## [Work item]
State how many lines of the records below contain the word "generic", giving the number and nothing else.

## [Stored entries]

PR #5373, opened 2020-08-09
feat(v5): add layout

### LINKED ISSUE #5363: v5: Layout component!
# The "What"

From #3029:
> v4 contains a ton more helper and utility classes for layout, flexbox, margins, padding, etc. It might be a good idea to try and wrap some of that up into a single abstract `Layout` or `Flex` component as a library supported way to use some of these new utilities. 

# The "Why"

From #5343:
> Given the heavier reliance on utility classes in v5 we should probably come up with an answer for #3029 and friends, since more and more of the "public" api of these components is shifting to these utils

From #5362:
> yep, having a Layout component would be great since we could handle three major use cases:
> 
> * provide a generic React component that our end users can directly use (instead of just using host elements)
> * unify our `as` prop APIs everywhere - since any component that uses the `as` prop can just use the Layout component internally and have that handle the functionality for that
> * improve the TypeScript DX for our end-users that want to utilize any Bootstrap utility classes
> 
> Not to mention, this generic layout component API is not anything new in the component library scene (e.g. the [Box](https://material-ui.com/components/box/#api) component from MUI and the [Box](https://chakra-ui.com/box) component from Chakra-UI), so end-users who are switching from other component libraries to ours will already be familiar in some form to the idea behind it.

# The "How"

The scope of a component like this will be *huge*, but it does seem feasible enough to get this done before we officially release v5 support (since v5 isn't even officially released yet, lol)

We can use the fantastic work by @chenesan in #3089 as a starting point for the work that would need to be done here.

If we all think this is a good idea, I wouldn't mind taking point on this 😃 

## Things to Consider: Breaking Changes

Obviously the biggest roadblock for implementing this for v5 at this point in time is that it's still in alpha release, so chances of there being breaking changes for the utility classes is pretty high.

## [Response box]
2